Bipolar disorder vs borderline personality disorder: Distinguishing the two often creates a daunting challenge since several symptoms of both — like intense emotional shifts marked by impulsivity — overlap and can lead to confusing one for the other and vice versa.
Bipolar disorder (BD) and borderline personality disorder (BPD) can negatively impact sufferers in similar ways, from affecting their day-to-day functioning, quality of life, and relationships plus increased rates of substance abuse, suicide, and depression, among others.
Often, co-occurring disorders, both bipolar and borderline, are closely associated. According to studies, 20% of patients with BD-II and 10% of patients with BD-1 have also been diagnosed with BPD.
Understanding the traits that bipolar disorder and borderline personality disorder share and how they differ is important for accurate diagnoses and effective mental health treatment.
What Is Bipolar Disorder?
Bipolar disorder is a chronic, lifelong mood disorder and mental illness defined by extreme mood swings, energy, thinking patterns, behavior, and activity levels.
These unpredictable up-and-down states can range from euphoric states of excitement and activity to low periods of profound sadness, guilt, and hopelessness. Bipolar episodes on both ends of the spectrum may last for days, weeks, or even months at a time, making work, daily tasks, and experiences much more difficult.
Most of all, the prolonged departure from one’s normal self can cause distress for someone’s friends, family, and loved ones.
The average onset of bipolar disorder is 25 years old, but it can begin as soon as early childhood or as late as one’s 40s or 50s. Bipolar disorder statistics show that approximately 2.8% of U.S. adults are diagnosed with bipolar disorder each year.
Bipolar disorder was previously known as manic depression, but the medical and psychiatric fields have intentionally moved away from this label. According to the Cleveland Clinic, the words “manic” and “mania” created too much stigma and negativity due to its connotations with the word “maniac.” Bipolar disorder, in turn, is a more accepted clinical term and less emotionally charged.
Types of Bipolar Disorder
There are a few different types of bipolar disorder, which may involve significant fluctuations in mood.
- Bipolar I disorder: A person with bipolar I will have had at least one manic episode either preceding or following a hypomanic or major depressive episode lasting two weeks. A mixed state of depressive and manic symptoms may come at the same time. Diagnosis requires manic episodes lasting at least a week or to a severity necessitating hospitalization.
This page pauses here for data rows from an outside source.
PR #3524, opened 2025-02-27
all: upgrade dependencies to resolve `golang.org/x/oauth2/jws` vulnerability

thomasschafer:
As shown [here](https://security.snyk.io/vuln/SNYK-GOLANG-GOLANGORGXOAUTH2JWS-8749594), `golang.org/x/oauth2/jws` versions below 0.27.0 have a sev. 8.7 vulnerability. This PR bumps the versions of those dependencies.

I also had to bump the Go version to enable the upgrade:

```sh
go: cloud.google.com/go/auth@v0.15.0 requires go@1.23.0, but 1.21.0 is requested
```


thomasschafer:
Getting a 400 error when I try and sign the CLA, I agree to the terms of the CLA if it's possible to override the blocked pipeline, otherwise I'm happy to sign when the form is fixed!

Screenshot 2025-02-27 at 13 33 05

vangent:
We generally prefer to update dependencies in bulk periodically; you can of course update the dependency in your application to avoid the vulnerability.

Issue #3518, opened 2025-01-29
blob/s3blob: add support for conditional writes


SoMuchForSubtlety:
### Is your feature request related to a problem? Please describe.

S3 recently added support for conditional writes by setting the `If-None-Match` or `If-Match`  headers. This is great for managing concurrent operations.

### Describe the solution you'd like

Exposing this option through the standard API would be great

### Describe alternatives you've considered

GCS also supports request preconditions[^2].  `If-None-Match: $key` and `ifSourceGenerationMatch=0` could be mapped to a common API, but this will only cover a subset of the possible use cases.

[^1]: https://aws.amazon.com/about-aws/whats-new/2024/11/amazon-s3-functionality-conditional-writes/
[^2]: https://cloud.google.com/storage/docs/request-preconditions

vangent:
Does Azure support it?

SoMuchForSubtlety:
[Azure](https://learn.microsoft.com/en-us/rest/api/storageservices/specifying-conditional-headers-for-blob-service-operations#:~:text=specified%20in%20quotes.-,If%2DNone%2DMatch,-An%20ETag%20value) and [Minio](https://blog.min.io/leading-the-way-minios-conditional-write-feature-for-modern-data-workloads/) both support `If-None-Match` and `If-Match`.

ocampeau:
I also vote for this issue. Is this something that would be accepted? I can submit a PR if no one else is working on this.

vangent:
Fixed

PR #3533, opened 2025-03-31
blob: introduce conditional write option for storage

ocampeau:
This commit introduces support for conditional writes for major cloud providers: aws, gcp, azure.

It does so by adding a new write options: `IfNotExist`. 

When set to true, conditions are set for each cloud storage driver to enable the desired behavior.

Addresses #3518

### DIFF
--- a/blob/blob.go
+++ b/blob/blob.go
@@ -1098,6 +1098,7 @@ func (b *Bucket) NewWriter(ctx context.Context, key string, opts *WriterOptions)
 		MaxConcurrency:              opts.MaxConcurrency,
 		BeforeWrite:                 opts.BeforeWrite,
 		DisableContentTypeDetection: opts.DisableContentTypeDetection,
+		IfNotExist:                  opts.IfNotExist,
 	}
 	if len(opts.Metadata) > 0 {
 		// Services are inconsistent, but at least some treat keys
@@ -1422,6 +1423,13 @@ type WriterOptions struct {
 	// asFunc converts its argument to driver-specific types.
 	// See https://gocloud.dev/concepts/as/ for background information.
 	BeforeWrite func(asFunc func(any) bool) error
+
+	// IfNotExist is used for conditional writes. When set to 'true',
+	// if a blob exists for the same key in the bucket, the write
+	// operation won't succeed and the current blob for the key will
+	// be left untouched. An error for which gcerrors.Code will return
+	// gcerrors.PreconditionFailed will be returned by Write or Close.
+	IfNotExist bool
 }
 
 // CopyOptions sets options for Copy.
--- a/blob/driver/driver.go
+++ b/blob/driver/driver.go
@@ -110,6 +110,11 @@ type WriterOptions struct {
 	// asFunc allows drivers to expose driver-specific types;
 	// see Bucket.As for more details.
 	BeforeWrite func(asFunc func(any) bool) error
+
+	// IfNotExist is used for conditional writes.
+	// When set to true, if a blob exists for the same key in the bucket, the write operation
+	// won't take place.
+	IfNotExist bool
 }
 
 // CopyOptions controls options for Copy.
--- a/blob/drivertest/drivertest.go
+++ b/blob/drivertest/drivertest.go
@@ -260,6 +260,9 @@ func RunConformanceTests(t *testing.T, newHarness HarnessMaker, asTests []AsTest
 	t.Run("TestSignedURL", func(t *testing.T) {
 		testSignedURL(t, newHarness)
 	})
+	//t.Run("TestIfNotExist", func(t *testing.T) {
+	//	testIfNotExist(t, newHarness)
+	//})
 	asTests = append(asTests, verifyAsFailsOnNil{})
 	t.Run("TestAs", func(t *testing.T) {
 		for _, st := range asTests {
@@ -2731,6 +2734,73 @@ func testAs(t *testing.T, newHarness HarnessMaker, st AsTest) {
 		if err != nil && gcerrors.Code(err) != gcerrors.Unimplemented {
 			t.Errorf("got err %v when signing url with method %q", err, method)
 		}
+	}
+}
+
+func testIfNotExist(t *testing.T, newHarness HarnessMaker) {
+	t.Helper()
+
+	const key = "blob-for-if-not-exist"
+	const contents = "up and down"
+
+	ctx := context.Background()
+	h, err := newHarness(ctx, t)
+	if err != nil {
+		t.Fatal(err)
+	}
+	defer h.Close()
+	drv, err := h.MakeDriver(ctx)
+	if err != nil {
+		t.Fatal(err)
+	}
+	b := blob.NewBucket(drv)
+	defer func() { _ = b.Close() }()
+
+	opts := blob.WriterOptions{
+		ContentType: "text",
+		IfNotExist:  true,
+	}
+
+	// Create one file for the key
+	w1, err := b.NewWriter(ctx, key, &opts)
+	if err != nil {
+		t.Fatal(err)
+	}
+
+	defer func() {
+		_ = b.Delete(ctx, key)
+	}()
+
+	// Write to the file
+	if _, err := w1.Write([]byte(contents)); err != nil {
+		t.Fatal(err)
+	}
+
+	// Closing the file (ie: thus writing the content to the file)
+	// should not return an error
+	if err := w1.Close(); err != nil {
+		t.Fatal(err)
+	}
+
+	// Create a new writer for the same key
+	w2, err := b.NewWriter(ctx, key, &opts)
+	if err != nil {
+		t.Fatal(err)
+	}
+
+	// Write to the file
+	// We expect an error either from `Write` or `Close`
+	if _, err = w2.Write([]byte(contents)); err == nil {
+		err = w2.Close()
+	} else {
+		_ = w2.Close()
+	}
+
+	if err == nil {
+		t.Error("expected error rewriting key with IfNotExist, got nil")
+	}
+	if code := gcerrors.Code(err); code != gcerrors.FailedPrecondition {
+		t.Errorf("expected FailedPrecondition error, got %v", code)
 	}
 }
 
--- a/blob/fileblob/fileblob.go
+++ b/blob/fileblob/fileblob.go
@@ -78,6 +78,7 @@ import (
 	"path/filepath"
 	"strconv"
 	"strings"
+	"sync"
 	"time"
 
 	"gocloud.dev/blob"
@@ -739,9 +740,11 @@ func (b *bucket) NewTypedWriter(ctx context.Context, key, contentType string, op
 
 	if b.opts.Metadata == MetadataDontWrite {
 		w := &writer{
-			ctx:  ctx,
-			File: f,
-			path: path,
+			ctx:        ctx,
+			File:       f,
+			path:       path,
+			ifNotExist: opts.IfNotExist,
+			mu:         &sync.Mutex{},
 		}
 		return w, nil
 	}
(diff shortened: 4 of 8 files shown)


blob/blob.go
```diff
@@ -1422,6 +1423,13 @@ type WriterOptions struct {
 	// asFunc converts its argument to driver-specific types.
 	// See https://gocloud.dev/concepts/as/ for background information.
 	BeforeWrite func(asFunc func(any) bool) error
+
+	// IfNotExist is used for conditional writes. When set to true, if
+	// a blob exists for the same key in the bucket, the write operation
+	// won't take place.
+	// It only works for AWS S3, Google Storage and Azure. Setting this to
```
vangent, line 1430: This generally isn't OK; this is supposed to be a portable library. Can you implement this option for fileblob and memblob too? It shouldn't be too hard.

blob/driver/driver.go
```diff
@@ -110,6 +110,13 @@ type WriterOptions struct {
 	// asFunc allows drivers to expose driver-specific types;
 	// see Bucket.As for more details.
 	BeforeWrite func(asFunc func(any) bool) error
+
+	// IfNotExist is used for conditional writes. When set to true, if
+	// a blob exists for the same key in the bucket, the write operation
+	// won't take place.
+	// It only works for AWS S3, Google Storage and Azure. Setting this to
```
vangent, line 117: Same comment, please delete these two lines.

vangent (changes requested):
Can you add a drivertest that exercises this new feature?

It'll be tricky for you to verify on GCP/Azure/AWS, but you should be able to get it working with memblob and fileblob. Once you've done that, you can comment it out, we can get this merged, and then I can generate the goldens for the GCP/Azure/AWS packages.

blob/blob.go
```diff
@@ -1422,6 +1423,13 @@ type WriterOptions struct {
 	// asFunc converts its argument to driver-specific types.
 	// See https://gocloud.dev/concepts/as/ for background information.
 	BeforeWrite func(asFunc func(any) bool) error
+
+	// IfNotExist is used for conditional writes. When set to true, if
+	// a blob exists for the same key in the bucket, the write operation
```
vangent, line 1428: Please specify exactly what happens (and verify in the drivertest).

* Does the write operation succeed and just silently not write anything?
* Or does the write operation return an error? If so, what gcerrors error code does it return?

blob/blob.go
ocampeau: Sure! Will do!

blob/driver/driver.go
ocampeau: Sure

blob/blob.go
ocampeau: Done!

ocampeau:
Thanks @vangent  for the quick feedback. I have provided the implementation for the `fileblob` and `memblob` driver. I also added a test in the `drivertest` package.

Following your suggestion, I ran the tests for the `memblob` and `fileblob` package, and they all passed. I haven't been able to test for the cloud providers though. I have commented out the test so you can run them in your CI as mentioned.

Let me know if there is anything else that needs to be fixed.

blob/drivertest/drivertest.go
```diff
@@ -2734,6 +2737,70 @@ func testAs(t *testing.T, newHarness HarnessMaker, st AsTest) {
...
+//
+//	// Create a new writer for the same key
+//	w2, err := b.NewWriter(ctx, key, &opts)
+//	if err != nil {
+//		t.Fatal(err)
+//	}
+//
+//	// Write to the file
+//	if _, err := w2.Write([]byte(contents)); err != nil {
+//		t.Fatal(err)
```
vangent, line 2793: The test needs to handle the case where Write returns the error, and also verify the PreconditionFailed.

Something like:

var err error
if _, err = w2.Write([]byte(contents)); err == nil {
  err = w2.Close()
}
if err == nil {
  t.Error("expected error rewriting key with IfNotExist, got nil")
}
if code := gcerrors.Code(err); code != gcerrors.PreconditionFailed {
t.Errorf("expected PreconditionFailed error, got %v", code)
}

(I believe this test fails right now for memblob, because you didn't return PreconditionFailed).

vangent (changes requested):

blob/fileblob/fileblob.go
```diff
@@ -794,33 +797,55 @@ func (w *writerWithSidecar) Write(p []byte) (n int, err error) {
...
+		// Set offset at the beginning of the file
+		_, err = w.f.Seek(0, 0)
+		if err != nil {
+			return err
+		}
+
+		// Copy content from the temp file to the new file
+		_, err = w.f.WriteTo(fd)
+		if err != nil {
+			return err
```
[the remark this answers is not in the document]
ocampeau: Unless I am mistaken, your suggestion could lead to a race condition if multiple process concurrently tries to write to the same key. I implemented it in a way that prevents this, using the `O_EXCL` flag when opening the file.

I can also add a mutex to the writer if that is better?

blob/fileblob/fileblob.go
```diff
@@ -794,33 +797,55 @@ func (w *writerWithSidecar) Write(p []byte) (n int, err error) {
 	return n, nil
 }
 
-func (w *writerWithSidecar) Close() error {
-	err := w.f.Close()
-	if err != nil {
-		return err
-	}
+func (w *writerWithSidecar) Close() (err error) {
```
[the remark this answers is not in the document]
ocampeau: This is related to this comment: https://github.com/google/go-cloud/pull/3533/files#r2025692083

With the implementation I went for, it is required to not close this file before writing to the new file.

blob/fileblob/fileblob.go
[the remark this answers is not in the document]
vangent: Hmm, interesting, I see why you did that.

I don't think adding a mutex helps, as you say it could be another process.

The problem is that opening the file directly for write (rather than writing a temp file and moving it) has other down sides. E.g., you could create the file and then crash, leaving a partially-written file. That's why we're doing the tempfile/rename thing. And I think it would be weird if that behavior changed based on whether you enable IfNotExists.

I'm not sure I have a better answer though; maybe we can just accept and document the race.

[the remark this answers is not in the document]
ocampeau: I just submitted a new implementation using a mutex. The `memblob` package was already using a mutex, so I based myself off of that. let me know what you think.

blob/fileblob/fileblob.go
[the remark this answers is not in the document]
ocampeau: I have put it back, since I changed the implementation. See comment here: https://github.com/google/go-cloud/pull/3533#discussion_r2031429879

blob/memblob/memblob.go
```diff
@@ -355,6 +357,9 @@ func (w *writer) Close() error {
 	w.b.mu.Lock()
 	defer w.b.mu.Unlock()
 	if prev := w.b.blobs[w.key]; prev != nil {
+		if w.ifNotExist {
+			return errors.New("'IfNotExists' is set and blob already exists for key")
```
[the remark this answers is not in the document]
ocampeau: True! Updated!

blob/blob.go
```diff
@@ -1422,6 +1423,20 @@ type WriterOptions struct {
...
+	// bucket, the write operation won't succeed and the current blob
+	// for the key will be left untouched.
+	// For 'fileblob' and 'memblob', an error of type 'PreconditionFailed'
+	// will be returned by the 'Close' method. This is due to how those driver
+	// are implemented, which buffers the content during writes and perform
+	// the actual write at close time.
+	// For cloud providers (aws, azure, google), an error of type 'PreconditionFailed'
+	// will be returned by the 'Write' method, since a call to 'Write' results
+	// in an API call to the cloud provider.
+	// Default is set to 'false'.
```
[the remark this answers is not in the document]
ocampeau: Done!

blob/drivertest/drivertest.go
```diff
@@ -2734,6 +2737,70 @@ func testAs(t *testing.T, newHarness HarnessMaker, st AsTest) {
 	}
 }
 
+//func testIfNotExist(t *testing.T, newHarness HarnessMaker) {
```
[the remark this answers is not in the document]
ocampeau: I wasn't sure, since you previously said:

> Once you've done that, you can comment it out, we can get this merged, and then I can generate the goldens for the GCP/Azure/AWS packages.

Anyhow, it is uncommented now.

blob/drivertest/drivertest.go
ocampeau: Done! Good catch!

blob/blob.go
```diff
@@ -1422,6 +1423,14 @@ type WriterOptions struct {
 	// asFunc converts its argument to driver-specific types.
 	// See https://gocloud.dev/concepts/as/ for background information.
 	BeforeWrite func(asFunc func(any) bool) error
+
+	// IfNotExist is used for conditional writes. When set to 'true',
+	// if a blob exists for the same key in the bucket, the write
+	// operation won't succeed and the current blob for the key will
+	// be left untouched. n error for which gcerrors.Code will return
+	// gcerrors.PreconditionFailed will be returned by Write or Close.
+	// Default is set to 'false'.
```
vangent, line 1432: You can leave this line out ("Default is set to 'false').

blob/blob.go
```diff
@@ -1422,6 +1423,14 @@ type WriterOptions struct {
 	// asFunc converts its argument to driver-specific types.
 	// See https://gocloud.dev/concepts/as/ for background information.
 	BeforeWrite func(asFunc func(any) bool) error
+
+	// IfNotExist is used for conditional writes. When set to 'true',
+	// if a blob exists for the same key in the bucket, the write
+	// operation won't succeed and the current blob for the key will
+	// be left untouched. n error for which gcerrors.Code will return
```
vangent, line 1430: n -> An

blob/drivertest/drivertest.go
```diff
@@ -260,6 +260,9 @@ func RunConformanceTests(t *testing.T, newHarness HarnessMaker, asTests []AsTest
 	t.Run("TestSignedURL", func(t *testing.T) {
 		testSignedURL(t, newHarness)
 	})
+	t.Run("TestIfNotExist", func(t *testing.T) {
+		testIfNotExist(t, newHarness)
```
vangent, line 264: You will probably have to comment out this single line to get this to pass the AWS/GCP tests. That's what I meant by commenting out -- just this one line, not the whole test.

blob/fileblob/fileblob.go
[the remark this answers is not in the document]
vangent: This seems OK; it doesn't solve the problem really, but it's better than nothing. I'll add some documentation for this later.

blob/drivertest/drivertest.go
```diff
@@ -2734,6 +2737,72 @@ func testAs(t *testing.T, newHarness HarnessMaker, st AsTest) {
...
+	}
+
+	// Create a new writer for the same key
+	w2, err := b.NewWriter(ctx, key, &opts)
+	if err != nil {
+		t.Fatal(err)
+	}
+
+	// Write to the file
+	if _, err := w2.Write([]byte(contents)); err != nil {
```
vangent, line 2792: This still isn't right because w2.Write could fail, which is expected. You want something like:

// We expect an error from this write, either during Write or during Close.
var err error
if _, err = w2.Write([]byte(contents)); err == nil {
  err = w2.Close()
} else {
  _ = w2.Close()
}
if err == nil {
t.Error("expected error rewriting key with IfNotExist, got nil")
}
if code := gcerrors.Code(err); code != gcerrors.PreconditionFailed {
t.Errorf("expected PreconditionFailed error, got %v", code)
}

vangent (changes requested):

blob/blob.go
ocampeau: Done

blob/drivertest/drivertest.go
ocampeau: Oh got it! Done!

blob/drivertest/drivertest.go
ocampeau: True! I have applied your suggestion. Thanks!

vangent:
For future reference, please don't rebase/force-push. It makes it so I have to review the whole PR again every time rather than just the commits/changes since my last review.

vangent:
Thanks for the contribution!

- Bipolar II disorder: Diagnosed if you’ve had at least one major depressive episode and hypomanic episode each, but not a full-blown manic episode. Bipolar II can sometimes be more debilitating than bipolar I since chronic bipolar depression is a more common symptom in bipolar II.
- Cyclothymic disorder: A milder form of bipolar disorder defined by a chronically unstable mood state and several moments of hypomanic and depressive symptoms lasting at least two years (one year for adolescents and teenagers). Cyclothymic patients may experience euthymia or normal mood, but these periods only last eight weeks or less.
- Other types of bipolar disorder, note the Mayo Clinic, may be caused by drug or alcohol use or a medical condition — stroke, multiple sclerosis, or Cushing’s disease.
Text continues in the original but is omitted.